Distribution of $X_{(n)}$ - Two different answers in two different approaches

65 Views Asked by At

Let $X_1,\ldots,X_n \sim$ iid discrete uniform $\{1,\ldots,n\}$. We want to compute the distribution of $$X_{(n)}:=\max{\{X_1,\ldots,X_n\}}$$

Approach 1 Direct mass function calculation

$$P\{X_{(n)}=y\}=n \cdot \frac{1}{N} \cdot \left(\frac{y}{N}\right)^{n-1}$$

Approach 2 Via distribution function

$$P\{X_{(n)}=y\}=P\{X_{(n)} \leq y\} - P\{X_{(n)} \leq y-1\}=\left(\frac{y}{N}\right)^n - \left(\frac{y-1}{N}\right)^n$$

I'm getting two different answers in 2 different approaches!!!! I know that the 2nd answer is correct, but what is wrong with approach 1?

1

There are 1 best solutions below

0
On BEST ANSWER

In approach 1 you suppose that one of $X_1,\ldots, X_n$ can take value $y$ and the rest values are less or equal than $y$. But the events $$ A_1=\{X_1=y, X_2\leq y,\ldots,X_n\leq y\}, $$ $$ A_2=\{X_2=y, X_1\leq y, X_3\leq y,\ldots,X_n\leq y\}, $$ $$\ldots$$ $$ A_n=\{X_n=y, X_1\leq y, \ldots,X_{n-1}\leq y\} $$ are not mutually disjoint.

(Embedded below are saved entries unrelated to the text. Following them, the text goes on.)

PR #417, opened 2020-04-28
Copy derives on intern types, from_fallible change, and linkcheck

jackh726:


.github/workflows/ci.yml
```diff
@@ -85,3 +78,25 @@ jobs:
...
+      
+      - name: Install mdbook-linkcheck
+        run: |
+          cd book
+          curl -L https://github.com/Michael-F-Bryan/mdbook-linkcheck/releases/download/v0.5.0/mdbook-linkcheck-v0.5.0-x86_64-unknown-linux-gnu.tar.gz | tar xz
+          # Add the book directory to the $PATH
+          echo "::add-path::$GITHUB_WORKSPACE/book"
+
+      - name: Build Chalk book
+        run: cd book && ./mdbook build
```
nikomatsakis, line 102: So I think we can make this run only on PRs via something like this?

```
if: matrix.rust == 'stable' && github.ref != 'refs/heads/master'
```

but maybe that won't work the way we really want it to, I'm not sure

nikomatsakis:
feel free to merge, @jackh726, once CI is happy, I have to run for a bit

Indeed, the event $\{X_1=\ldots=X_n=y\}$ is a subset of all these events. Therefore $$ \mathbb P\{X_{(n)}=y\}=\mathbb P\{A_1 \cup\ldots\cup A_n\}\color{red}{\neq} \mathbb P\{A_1\}+\ldots+\mathbb P\{A_n\}=\underbrace{\frac{1}{N}\left(\frac{y}{N}\right)^{n-1}+\ldots+\frac{1}{N}\left(\frac{y}{N}\right)^{n-1}}_n. $$ If you want to use approach 1, you either can use inclusion exclusion formula or separate the values are equal $y$ from the values which are less that $y$. Say, let $$ B_k=\{X_{(n-k)}\leq y-1, X_{(n-k+1)}=\ldots=X_{(n)}=y\}. $$ This event means that exactly $k$ values in $X_1,\ldots,X_n$ are equal to $y$, and the rest $n-k$ values are strictly less than $y$. Then $$ \mathbb P\{X_{(n)}=y\}=\mathbb P\{B_1 \cup\ldots\cup B_n\} = \sum_{k=1}^n \mathbb P\{B_k\} = \sum_{k=1}^n \binom{n}{k} \left(\frac{1}{N}\right)^k \left(\frac{y-1}{N}\right)^{n-k}. $$ Note that this answer coincides with the answer in approach 2.